**EXERCISE INSTRUCTIONS:** Where "first" appears in a line of the entries below, that line should be copied.

==============================

PR #19298, opened 2020-12-06
[Bug]: route serialize does not extract param off proxy

### LINKED ISSUE #7380: Using a belongsTo relationship in a LinkTo doesn't work
### Description

I noticed this while working on a [recent change in empress-blog](https://github.com/empress/empress-blog/pull/96) to try and workaround an issue where we [can't rely on the sort order of hasMany relationships](https://discuss.emberjs.com/t/manual-pagination-in-ember-data-relationships/18087)

Essentially this issue is quite simple to explain, and I have a feeling that it is one of those issues that quite a few people might be facing but because the workaround is so simple it likely gets overlooked. In my case it would end up being a breaking change to empress-blog and something that bleeds into the empress-blog-template ecosystem 🙈  so I would prefer to avoid the "workaround" of saying "just pass the id into the link". 

The situation is that I have a post object that has a relationship to `primaryTag` and I want to link to the "tag page" of the primaryTag (showing all other content with this same tag) and I try to do something like this: 

```
<LinkTo @route="tag" @model={{@model.tag}}>{{@model.tag.title}}</LinkTo>
```

but when you do that you get the following in the console: 

```
Uncaught Error: Assertion Failed: You attempted to generate a link for the "tag" route, but did not pass the models required for generating its dynamic segments. You must provide param `id` to `generate`.
```

### Reproduction

I created a github repo with a simple reproduction, and a PR that "introduces the bug" to the main branch 😂 

https://github.com/mansona/ember-data-bug-reproduction/pull/1

It is being deployed to netlify so you can see it doesn't work if you check the preview deploy 👍 

### Versions

```cli
➜  ember-data-relationship-link git:(main) npm list ember-source && npm list ember-cli && npm list ember-data
ember-data-relationship-link@0.0.0 /Users/mansona/temp/ember-data-relationship-link
└── ember-source@3.18.1

ember-data-relationship-link@0.0.0 /Users/mansona/temp/ember-data-relationship-link
└── ember-cli@3.18.0

ember-data-relationship-link@0.0.0 /Users/mansona/temp/ember-data-relationship-link
└── ember-data@3.18.0
```

Note: I have tested this (using ember-try) on lots of other versions of ember and ember-data, this test app just seems a little behind. Let me know if you would like me to test this in a more recent ember-data 👍

snewcomer:
close https://github.com/emberjs/data/issues/7380

`name in model` does not work with our content in a Proxy.

This does not work where `tag` is a ED relationship on `@model`.

```
<LinkTo @route="tag" @model={{@model.tag}}>{{@model.tag.title}}</LinkTo>
```

```
Uncaught Error: Assertion Failed: You attempted to generate a link for the "tag" route, but did not pass the models required for generating its dynamic segments. You must provide param `id` to `generate`.
```

### DIFF
--- a/packages/@ember/-internals/routing/lib/system/route.ts
+++ b/packages/@ember/-internals/routing/lib/system/route.ts
@@ -18,7 +18,7 @@ import {
   Object as EmberObject,
   typeOf,
 } from '@ember/-internals/runtime';
-import { lookupDescriptor } from '@ember/-internals/utils';
+import { isProxy, lookupDescriptor } from '@ember/-internals/utils';
 import Controller from '@ember/controller';
 import { assert, deprecate, info, isTesting } from '@ember/debug';
 import { ROUTER_EVENTS } from '@ember/deprecated-features';
@@ -63,6 +63,8 @@ export function defaultSerialize(
       object[name] = get(model, name);
     } else if (/_id$/.test(name)) {
       object[name] = get(model, 'id');
+    } else if (isProxy(model)) {
+      object[name] = get(model, name);
     }
   } else {
     object = getProperties(model, params);
--- a/packages/@ember/-internals/routing/tests/system/route_test.js
+++ b/packages/@ember/-internals/routing/tests/system/route_test.js
@@ -4,6 +4,7 @@ import Service, { inject as injectService } from '@ember/service';
 import { Object as EmberObject } from '@ember/-internals/runtime';
 import EmberRoute from '../../lib/system/route';
 import { defineProperty } from '../../../metal';
+import ObjectProxy from '@ember/-internals/runtime/lib/system/object_proxy';
 
 let route, routeOne, routeTwo, lookupHash;
 
@@ -278,6 +279,12 @@ moduleFor(
       let model = { post_id: 3 };
 
       assert.deepEqual(route.serialize(model, ['post_id']), { post_id: 3 }, 'serialized correctly');
+    }
+
+    ['@test returns model.id if model is a Proxy'](assert) {
+      let model = ObjectProxy.create({ content: { id: 3 } });
+
+      assert.deepEqual(route.serialize(model, ['id']), { id: 3 }, 'serialized Proxy correctly');
     }
 
     ['@test returns undefined if model is not set'](assert) {


packages/@ember/-internals/routing/tests/system/route_test.js
```diff
@@ -280,6 +281,19 @@ moduleFor(
...
     }
 
+    ['@test returns model.id if model is a Proxy'](assert) {
+      // `key` in target should fail
+      // let model = new Proxy({ id: 3 }, {
+      //   get(target, prop) { target[prop] },
+      //   has() {
+      //     return false;
+      //   }
+      // });
```
snewcomer, line 291: I put this example here in case we wanted a more general solution vs the ObjectProxy (which more closely resembles Ember-Data relationship)

runspired (approved):

packages/@ember/-internals/routing/lib/system/route.ts
```diff
@@ -62,6 +62,8 @@ export function defaultSerialize(
       object[name] = get(model, name);
     } else if (/_id$/.test(name)) {
       object[name] = get(model, 'id');
+    } else {
+      object[name] = get(model, name);
```
rwjblue, line 66: Conceptually this is pretty odd (e.g. if we were going to fall back to use `get(model, name)` then we shouldn't check `name in model` at the first branch above)

I think we could try to o something special like:

```js
} else if (isProxy(model)) {
  object[name] = get(model, name);
}
```

runspired: @rwjblue as long as the helper util doesn't check for a symbol-ish thing that EmberData can't easily make use of (e.g. it checks for the well known proxy methods) then I don't see an issue with doing it this way.

packages/@ember/-internals/routing/lib/system/route.ts
```diff
@@ -63,6 +63,8 @@ export function defaultSerialize(
       object[name] = get(model, name);
     } else if (/_id$/.test(name)) {
       object[name] = get(model, 'id');
+    } else if (isProxy(model)) {
+      object[name] = get(model, name);
```
snewcomer, line 67: I could also put this in the first if expression with `&&`.   Up to you if you feel having this final else if is better.  Or perhaps it doesn't matter 😄 .

packages/@ember/-internals/routing/lib/system/route.ts
rwjblue: @runspired ya, its basically anything that uses the proxy mixin

https://github.com/emberjs/ember.js/blob/23ee5d1a8aa63678f680392e2d5f3d035873e75c/packages/%40ember/-internals/runtime/lib/mixins/-proxy.js#L76

rwjblue (approved):

PR #19302, opened 2020-12-10
[FEATURE strict-mode] Update VM for Strict Mode

pzuraq:
Updates the Glimmer VM to the latest version, which includes strict
mode. Strict mode is currently guarded behind a canary flag, but for the
most part only involves changes to the VM. The biggest changes are to
the template compiler's `compile` function, which has to change in order
to still be functional as scope values must be provided in some way, and
the resolver, which needs to provide keyword built-ins now in strict
templates.

Release notes for the VM: https://github.com/glimmerjs/glimmer-vm/releases/tag/v0.69.0


packages/ember-template-compiler/lib/system/bootstrap.ts
```diff
@@ -2,12 +2,13 @@
 @module ember
 */
 
+import { TemplateFactory } from '@glimmer/interfaces';
```
rwjblue, line 5:
```suggestion
import type { TemplateFactory } from '@glimmer/interfaces';
```

packages/ember-template-compiler/lib/system/compile-options.ts
```diff
@@ -1,14 +1,16 @@
+import { EMBER_STRICT_MODE } from '@ember/canary-features';
 import { assign } from '@ember/polyfills';
+import { PrecompileOptions } from '@glimmer/compiler';
```
rwjblue, line 3:
```suggestion
import type { PrecompileOptions } from '@glimmer/compiler';
```

packages/ember-template-compiler/lib/system/compile-options.ts
```diff
@@ -1,14 +1,16 @@
...
 import { AST, ASTPlugin, ASTPluginEnvironment, Syntax } from '@glimmer/syntax';
 import PLUGINS from '../plugins/index';
-import { CompileOptions, EmberPrecompileOptions, PluginFunc } from '../types';
+import { EmberPrecompileOptions, PluginFunc } from '../types';
```
rwjblue, line 6:
```suggestion
import type { EmberPrecompileOptions, PluginFunc } from '../types';
```

packages/ember-template-compiler/lib/system/precompile.ts
```diff
@@ -2,8 +2,8 @@
 @module ember
 */
 
-import { precompile as glimmerPrecompile, PrecompileOptions } from '@glimmer/compiler';
-import { CompileOptions } from '../types';
+import { precompile as glimmerPrecompile } from '@glimmer/compiler';
+import { EmberPrecompileOptions } from '../types';
```
rwjblue, line 6:
```suggestion
import type { EmberPrecompileOptions } from '../types';
```

packages/ember-template-compiler/lib/system/compile.ts
```diff
@@ -33,9 +36,17 @@ export default function compile(templateString: string, options: CompileOptions
...
+  let [block, usedLocals] = precompileJSON(templateSource, compileOptions(options));
+  let reifiedScopeValues = usedLocals.map((key) => scopeValues[key]);
+
+  let templateBlock: SerializedTemplateWithLazyBlock = {
+    id: String(templateId++),
+    block: JSON.stringify(block),
+    moduleName: options.moduleName ?? options.meta?.moduleName ?? '(unknown template module)',
+    scope: reifiedScopeValues.length > 0 ? () => reifiedScopeValues : null,
+    isStrictMode: options.strictMode ?? false,
+  };
```
rwjblue, line 49: I wonder if we should do this in https://github.com/emberjs/ember.js/blob/8dae0cab0a18e62117347d619b69fb2f3a4ac4f2/packages/%40ember/-internals/glimmer/tests/utils/helpers.js#L1 (since it seems this is mostly used by our own tests)

Instead of changing the external facing public API here. 🤔

packages/@ember/-internals/glimmer/tests/integration/application/debug-render-tree-test.ts
```diff
@@ -27,6 +27,10 @@ interface CapturedBounds {
   lastNode: SimpleNode;
 }
 
+function compileTemplate(templateSource: string, options: Partial<EmberPrecompileOptions>) {
+  return compile(templateSource, options) as any;
+}
```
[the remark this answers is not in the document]
pzuraq: So, `compile` currently returns, and has always returned, a TemplateFactory, not a normal Factory with a `create` method on it. But for some reason, it was typed as `any`, and so it somehow was allowed to work in these tests just assigning it directly. I just didn't want to change the tests to figure out what it should actually do, but if we know we can update it.

rwjblue (approved):

packages/@ember/-internals/glimmer/lib/components/input.ts
```diff
@@ -117,6 +118,15 @@ export default class Input extends InternalComponent {
   }
 }
 
-setInternalComponentManager(InternalManager.for('input'), Input);
+// Use an opaque handle so implementation details are
+export const InputComponent = {
+  // Factory interface
+  create(): never {
+    throw assert('Use constructor instead of create');
```
rwjblue, line 125: Throw assert seems odd? (Non blocking as it was already like this)

rwjblue (approved):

==============================

**TASK RESULT:**
rwjblue, line 66: Conceptually this is pretty odd (e.g. if we were going to fall back to use `get(model, name)` then we shouldn't check `name in model` at the first branch above)
snewcomer, line 67: I could also put this in the first if expression with `&&`.   Up to you if you feel having this final else if is better.  Or perhaps it doesn't matter 😄 .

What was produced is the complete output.